Exercise requirements → What is the number of lines below that contain the string "still"? Give it and nothing else.

##########

PR #576, opened 2023-05-31
Add GUI interface

REFRIED-BoolEANS:
Just a simple GUI made with tkinter.  The only problem is that I've never used github before so I actually gave the app a new name and even made an icon using dall-e (because I didn't know a pull request was a thing).  I can change the name, the readme, and use a different icon if you want to use the code, which does still need some work.

(or if you want to make this a library like someone else said, I can make this my own project if you are ok with that)

### DIFF
--- a/ingest.py
+++ b/ingest.py
@@ -81,15 +81,14 @@ LOADER_MAPPING = {
 }
 
 
-def load_single_document(file_path: str) -> Document:
+def load_single_document(file_path: str) -> List[Document]:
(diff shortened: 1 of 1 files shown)


REFRIED-BoolEANS:
> If you create a new fork and add back the code with just the files for the GUI the PR has a chance of being approved. The way it is you're replaced a lot of references to the original instructions and naming in files like README.

Yeah, like I said I can change it all if needed.  I'll work on that, then do I create a new pull request or add it in here somehow?

PR #586, opened 2023-06-02
update with GUI code

REFRIED-BoolEANS:
This adds a chat interface with tabs to add files, create new files, and adds the potential for a much more user-friendly interface.  It definitely could use some improvement, but is a decent starting place in my opinion.  (I have only changed the code, added an icon, and haven't even messed with the readme)


danbiocchi:
Screenshot?

REFRIED-BoolEANS:
Nothing amazing, but it works.  For some reason on the 'Create new file' tab you have to make the window slightly larger to see the place to name the file you have to make the window larger.  I think that can be fixed pretty easily though.  Clicking the add-file button opens your file explorer so you can choose a file.
image
image
image

Issue #627, opened 2023-06-05
Incremental training (indigesting) of the data


chenle02:
**Is your feature request related to a problem? Please describe.**
This is not a problem but an additional feathure. 

**Describe the solution you'd like**
One may constantly adding more training documents into the source folder. When one run indigest.py, would it be possible to speed it up to add only the newly added documents? If would be nice, it can also detect if some old documents has been removed and update the database accordingly.

Thanks a lot~!

armoliss:
That was the wrong commit, I will update it soon!

pseudotensor:
Yes, this is good feature.  You can add to privateGPT how h2oGPT does it, which also allows update from CLI or running case from UI.

https://github.com/h2oai/h2ogpt/blob/main/gpt_langchain.py#L122-L154

Note it's important to not just add new docs, but delete the prior instances.  That block shows how to do that.

From h2oGPT, in UI, one just adds a new file into the originally-specified folder and click on "refresh sources" to update the db.  I use hash to detect file changes and add new files.  If files are deleted, however, I don't remove anything from db.  I think that's  most common desired behavior:

![image](https://github.com/imartinez/privateGPT/assets/2249614/2637d2c3-4e3d-4048-8306-9d42d720a718)

PR #629, opened 2023-06-05
feat: Implement incremental document ingestion

armoliss:
- Added a document tracking mechanism to keep track of previously ingested documents as referenced in #627 
- Modify `load_documents()` to filter out already ingested documents
- Handle removal of documents and update the database accordingly
- Improve progress tracking and logging during incremental ingestion

### DIFF
--- a/ingest.py
+++ b/ingest.py
@@ -5,6 +5,7 @@ from typing import List
 from dotenv import load_dotenv
 from multiprocessing import Pool
 from tqdm import tqdm
+from msg_parser.msg_parser import MsOxMessage
 
 from langchain.document_loaders import (
     CSVLoader,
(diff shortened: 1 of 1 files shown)


abalib:
@armoliss  Incremental ingestion is useful.  Why did you close it?

abalib:
Thanks. I fetched your commit and noticed the bug too.   I think the "removal" feature should be optional.  May be you can add a flag from command line to enable removal?   Here is why by example.  If I dump 3000 pdfs in to ./source_documents, ingest.py doesn't complete; probably runs out of memory.   My workaround is to call ingest.py multiple times with a 30-50 pdfs per call, **removing** the processed pdf afterwards and on to the next batch.  If you start removing the missing documents from DB, then it's going to break this batching method

PR #521, opened 2023-05-29
VERY BIG performance improvement and beautiful features

DanielusG:
- Fixed an issue that made the evaluation of the user input prompt extremely slow, this brought a monstrous increase in performance, about 5-6 times faster.
- Added a script to install CUDA-accelerated requirements
- Added the OpenAI model (it may go outside the scope of this repository, so I can remove it if necessary)
- Added some additional flags in the .env
- Changed the embedder template to a better performing template 
- Bumped some versione, like llama-cpp-python and langchain (WARNING with the new version of llama.cpp, models are more powerful, but old models are now completely incompatible, if necessary, you can downgrade)
- I removed the state-of-union example file because someone who does not see it might leave it there and it would bother them during queries
- Added auto translation (Perhaps it should be removed because it uses an Internet connection)

PR #649, opened 2023-06-06
Fix slow gen

DanielusG:
Taken only the performance improvement modification from #521
I have explained in detail what each parameter added to the .env file does, but I feel I have been too verbose, any suggestions would be appreciated!


example.env
emrul, line 1: Small observation - the example file still has `MODEL_TYPE` set to `GPT4All` and these settings only apply to `LlamaCpp`. Maybe an example.gpu.env file would be more suitable? Rest of the patch looks really clean and I like the level of documentation for each setting.

sime2408: Or just:

```python
if model_type == "gpt4all":
    if gpu_is_enabled:
        logging.warn("GPU is enabled, but GPT4All does not support GPU acceleration. Please use LlamaCpp instead.")
        exit(1)
```

PR #659, opened 2023-06-07
Skip for empty query

doskoi:
Directly press ENTER or search space will get a meaningless result.


imartinez (approved):
Simple and effective, thanks!

PR #560, opened 2023-05-30
fixed the the csv file reading issue

ravindraprasad75:
Original code was written by [GuySarkinsky](https://github.com/GuySarkinsky) in issue #448

PR #660, opened 2023-06-07
Improving performance for PDF loader

doskoi:
The PyMuPDF brings much better performance for PDF loading.

https://pymupdf.readthedocs.io/en/latest/about.html#performance
Here is a comparison article:
https://medium.com/social-impact-analytics/comparing-4-methods-for-pdf-text-extraction-in-python-fd34531034f

It's about **5x-30x faster** for text extraction.

And In my few test cases, PyMuPDF have better result in CJK characters, Although they both may display a lot of garbled characters.

The different is PDFMinerLoader make a single document object but PyMuPDFLoader make each page as a document object.

This PR already contains the change that I've made for this update:
https://github.com/imartinez/privateGPT/pull/560/files

* Remove read subscript [0] only for _loader.load()_
* Update _results.append(doc)_ to  _results.extend(docs)_

### DIFF
--- a/ingest.py
+++ b/ingest.py
@@ -9,7 +9,7 @@ from tqdm import tqdm
 from langchain.document_loaders import (
     CSVLoader,
     EverNoteLoader,
-    PDFMinerLoader,
+    PyMuPDFLoader,
     TextLoader,
     UnstructuredEmailLoader,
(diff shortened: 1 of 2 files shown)


imartinez (approved):
Great contribution, thanks!

PR #675, opened 2023-06-10
Update README.md instructions of .env file

nb-programmer:
Clarified to create a copy of example.env instead of renaming it to prevent accidentally removing from repo


imartinez (approved):
Thanks for the clarification! Will definitely help newcomers.

Issue #710, opened 2023-06-13
Update to allow a change in the number of threads available for use.


FearTheBadger:
**Is your feature request related to a problem? Please describe.**
I have more than the default number of threads (4) available for processing. I'd like to be able to use those extra threads.

**Describe the solution you'd like**
Add `n_threads` to the `llm` variable.

**Describe alternatives you've considered**
N/A

**Additional context**
N/A

TahirAhmadov:
I second this. The query response time is way too long and I could see that most of the cores are idle except for a few.

PR #711, opened 2023-06-13
Update to include `n_threads` as a modifiable variable.

FearTheBadger:
This should cover:

https://github.com/imartinez/privateGPT/issues/710


HarikrishnareddGali:
can you add a variable to use all the cores in cpu?

FearTheBadger:
@HarikrishnareddGali, this update will do that. A CPU has cores, a core has threads.

If you have one CPU with 4 cores, and each core has 4 threads, you can hypothetically update `n_threads` to 16 to utilize all 4 cores and 100% of the CPU.

PR #715, opened 2023-06-14
speedup: use all available CPU cores automatically in privateGPT.py

vnevoa:
Here's my proposal for using all available CPU cores automatically in privateGPT.py.
I have only used it with GPT4ALL, haven't tried LLAMA model.

### DIFF
--- a/privateGPT.py
+++ b/privateGPT.py
@@ -35,7 +35,7 @@ def main():
         case "LlamaCpp":
             llm = LlamaCpp(model_path=model_path, n_ctx=model_n_ctx, n_batch=model_n_batch, callbacks=callbacks, verbose=False)
         case "GPT4All":
-            llm = GPT4All(model=model_path, n_ctx=model_n_ctx, backend='gptj', n_batch=model_n_batch, callbacks=callbacks, verbose=False)
+            llm = GPT4All(model=model_path, n_threads=len(os.sched_getaffinity(0)), n_ctx=model_n_ctx, backend='gptj', n_batch=model_n_batch, callbacks=callbacks, verbose=False)
         case _default:
             print(f"Model {model_type} not supported!")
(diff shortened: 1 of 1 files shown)


privateGPT.py
```diff
@@ -35,7 +35,7 @@ def main():
         case "LlamaCpp":
             llm = LlamaCpp(model_path=model_path, n_ctx=model_n_ctx, n_batch=model_n_batch, callbacks=callbacks, verbose=False)
         case "GPT4All":
-            llm = GPT4All(model=model_path, n_ctx=model_n_ctx, backend='gptj', n_batch=model_n_batch, callbacks=callbacks, verbose=False)
+            llm = GPT4All(model=model_path, n_threads=len(os.sched_getaffinity(0)), n_ctx=model_n_ctx, backend='gptj', n_batch=model_n_batch, callbacks=callbacks, verbose=False)
```
sime2408, line 38: `os.sched_getaffinity(pid)` and its counterpart `os.sched_setaffinity(pid, mask)` for setting the CPU affinity mask are only available on some Unix platforms. On platforms that do not support the `sched_setaffinity()` and `sched_getaffinity()` system calls, importing the os module will not define these functions. I, then propose not to use it and never try to exhaust 100% of the processor. Rather go with 80%:

```python
# Number of CPU cores
n_cpu = multiprocessing.cpu_count()

# Now, if you want to use, say, 80% of your CPU cores:
cpu_model_n_threads = int(0.8 * n_cpu)
```

rajeshsuramalla:
When I use "**n_threads=len(os.sched_getaffinity(0))**" throws me following error 
AttributeError: module 'os' has no attribute 'sched_getaffinity'.


"**n_threads=os.cpu_count()**" is worked for me.

PR #727, opened 2023-06-16
raise exception instead of print & exit

djm93dev:
It's better to raise an exception to handle the error more gracefully than abruptly exiting the script.


imartinez (approved):
Can't agree more. Thanks!

PR #219, opened 2017-07-26
Check for checkbox length to be greater than 0

Chris-Thornton-Harvard:
Make sure the "Select All" checkboxes are unselected when the table is empty.

screen shot 2017-07-26 at 3 17 48 pm


eparker71:
👍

##########

Task solution → 2